Singnurkar Amit, Poon Raymond, Detsky Jay
Department of Medical Imaging, University of Toronto Sunnybrook Health Sciences Centre, Toronto, Canada.
Program in Evidence-Based Care, Ontario Health (Cancer Care Ontario), Department of Oncology, McMaster University McMaster University, Hamilton, ON, Canada.
J Neurooncol. 2023 Jan;161(1):1-12. doi: 10.1007/s11060-022-04201-6. Epub 2022 Dec 11.
To provide a summary of the diagnostic performance of F-FET-PET in the management of patients with high-grade brain gliomas or metastases from extracranial primary malignancies.
MEDLINE, EMBASE, and Cochrane Database of Systematic Reviews databases were searched for studies that reported on diagnostic test parameters in radiotherapy planning, response assessment, and tumour recurrence/treatment-related changes differentiation. Radiomic studies were excluded. Quality assessment was performed using the Quality Assessment of Diagnostic Accuracy Studies (QUADAS-2) tool and the GRADE approach. A bivariate, random-effects model was used to produce summary estimates of sensitivity and specificity.

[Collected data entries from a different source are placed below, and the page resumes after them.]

PR #57041, opened 2026-03-23
Fix preloader to respect case-insensitive column collations

Mordorreal:
### Motivation / Background

Fixes #56780

When preloading associations where the key column has a case-insensitive collation (SQLite `NOCASE`, MySQL `_ci`, PostgreSQL `citext`), the database returns matching records but the preloader fails to associate them back to their owners. `owners_by_key` is a plain Ruby Hash with case-sensitive key lookup — `"Home"` and `"home"` are different keys in Ruby even though they match in the database.

### Detail

Add `Column#case_sensitive?` with adapter-specific overrides (SQLite: `NOCASE` collation; PostgreSQL: `citext` type and non-deterministic collations detected via the existing `column_definitions` query — zero extra DB round-trips). In the preloader, downcase string keys only when the flag is set — zero overhead on the common case-sensitive path.

### Additional information

1,000 owners, 1,000 records, Ruby 4.0.1:

| Path | Before | After |
|---|---|---|
| CS single key (common case) | 2,826 i/s | 2,985 i/s (+1.06×) |
| CS composite key | 1,517 i/s | 1,442 i/s (−1.05×) |
| CI single key (bug fix, was nil) | — | 2,115 i/s |

### Checklist

### DIFF
--- a/activerecord/CHANGELOG.md
+++ b/activerecord/CHANGELOG.md
@@ -1,3 +1,12 @@
+*   Fix preloader to respect case-insensitive column collations.
+
+    Preloading associations keyed on case-insensitive columns (SQLite
+    NOCASE, MySQL `_ci`, PostgreSQL citext/non-deterministic ICU) now
+    correctly matches records. Previously, Ruby's case-sensitive Hash
+    lookup silently returned nil.
+
+    *Denis Savchuk*
+
 *   Deprecate the `schema_order` option in PostgreSQL database configurations.
 
     Use `schema_search_path` instead. The `schema_order` alias will be
--- a/activerecord/lib/active_record/associations/preloader/association.rb
+++ b/activerecord/lib/active_record/associations/preloader/association.rb
@@ -265,7 +265,14 @@ module ActiveRecord
 
           def derive_key(owner, key)
             if key.is_a?(Array)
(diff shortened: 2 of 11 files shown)


tylerwood-io:
The approach of adding \`case_sensitive?\` to the column abstraction and then checking it in the preloader's key derivation is clean. Good that MySQL already had \`case_sensitive?\` — this PR fills in the gap for PostgreSQL (citext + non-deterministic ICU collations via \`collisdeterministic\`) and SQLite3 (NOCASE).

A couple of observations:

1. \`convert_key\` uses Ruby's \`String#downcase\` to normalize case-insensitive keys. This works for ASCII and most Latin scripts, but could diverge from the database's collation rules for some Unicode edge cases (e.g., Turkish \`I\` → \`ı\` vs Ruby's \`I\` → \`i\`, or German \`ß\` equivalences). Probably fine for the vast majority of real-world usage, but worth noting as a known limitation.

2. The composite key handling in \`ci_key_indices\` / \`derive_key\` only downcases the string components that have case-insensitive collations, leaving integer components untouched. Good attention to detail there.

3. This changes observable behavior (preloading now works correctly with case-insensitive keys), so it likely warrants a CHANGELOG entry.

Mordorreal:
Added CHANGELOG entry. Thanks for the review!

Twenty-six studies with a total of 1206 patients/lesions were included in the analysis. For radiotherapy planning of glioma, the pooled proportion of patients from 3 studies with F-FET uptake extending beyond the 20 mm margin from the gadolinium enhancement on standard MRI was 39% (95% CI, 10-73%). In 3 studies, F-FET-PET was also shown to be predictive of early responders to treatment, whereas MRI failed to show any prognostic value. For the differentiation of glioma recurrence from treatment-related changes, the pooled sensitivity and specificity of TBR 1.9-2.3 from 6 studies were 91% (95% CI, 74-97%) and 84% (95% CI, 69-93%), respectively. The respective values for brain metastases from 4 studies were 82% (95% CI, 74-88%) and 82% (95% CI, 74-88%) using TBR 2.15-3.11.
While F-FET shows promise as a complementary modality to standard-of-care MRI for the management of primary and metastatic brain malignancies, further validation with standardized image interpretation methods in well-designed prospective studies are warranted.
总结¹⁸F-氟代乙基酪氨酸正电子发射断层扫描(¹⁸F-FET-PET)在高级别脑胶质瘤或颅外原发性恶性肿瘤转移患者管理中的诊断性能。
检索MEDLINE、EMBASE和Cochrane系统评价数据库,查找报告放射治疗计划、疗效评估以及肿瘤复发/治疗相关变化鉴别诊断试验参数的研究。排除放射组学研究。使用诊断准确性研究质量评估(QUADAS-2)工具和GRADE方法进行质量评估。采用双变量随机效应模型得出敏感性和特异性的汇总估计值。
分析纳入26项研究,共1206例患者/病灶。对于胶质瘤的放射治疗计划,3项研究中¹⁸F-FET摄取超出标准MRI钆增强边缘20 mm范围的患者合并比例为39%(95%CI,10%-73%)。在3项研究中,¹⁸F-FET-PET还显示出对治疗早期反应者的预测能力,而MRI未显示出任何预后价值。对于鉴别胶质瘤复发与治疗相关变化,6项研究中肿瘤代谢比(TBR)为1.9 - 2.3时的汇总敏感性和特异性分别为91%(95%CI,74%-97%)和84%(95%CI,69%-93%)。4项研究中脑转移瘤使用TBR 2.15 - 3.11时的相应值分别为82%(95%CI,74%-88%)和82%(95%CI,74%-88%)。
虽然¹⁸F-FET作为原发性和转移性脑恶性肿瘤管理中标准护理MRI的补充手段显示出前景,但需要在精心设计的前瞻性研究中采用标准化图像解读方法进行进一步验证。